**Saved entries:**

..............................

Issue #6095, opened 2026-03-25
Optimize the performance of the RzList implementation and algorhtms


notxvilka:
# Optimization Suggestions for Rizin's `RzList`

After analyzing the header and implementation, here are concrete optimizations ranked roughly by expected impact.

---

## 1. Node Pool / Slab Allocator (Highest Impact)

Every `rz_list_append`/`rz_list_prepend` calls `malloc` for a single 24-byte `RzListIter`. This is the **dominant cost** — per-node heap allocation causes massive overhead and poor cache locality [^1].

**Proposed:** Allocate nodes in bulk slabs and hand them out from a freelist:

..............................

**Task description:**
When you answer, repeat every record exactly, omitting nothing.

**Written response:**
Issue #6095, opened 2026-03-25
Optimize the performance of the RzList implementation and algorhtms


notxvilka:
# Optimization Suggestions for Rizin's `RzList`

After analyzing the header and implementation, here are concrete optimizations ranked roughly by expected impact.

---

## 1. Node Pool / Slab Allocator (Highest Impact)

Every `rz_list_append`/`rz_list_prepend` calls `malloc` for a single 24-byte `RzListIter`. This is the **dominant cost** — per-node heap allocation causes massive overhead and poor cache locality [^1].

**Proposed:** Allocate nodes in bulk slabs and hand them out from a freelist:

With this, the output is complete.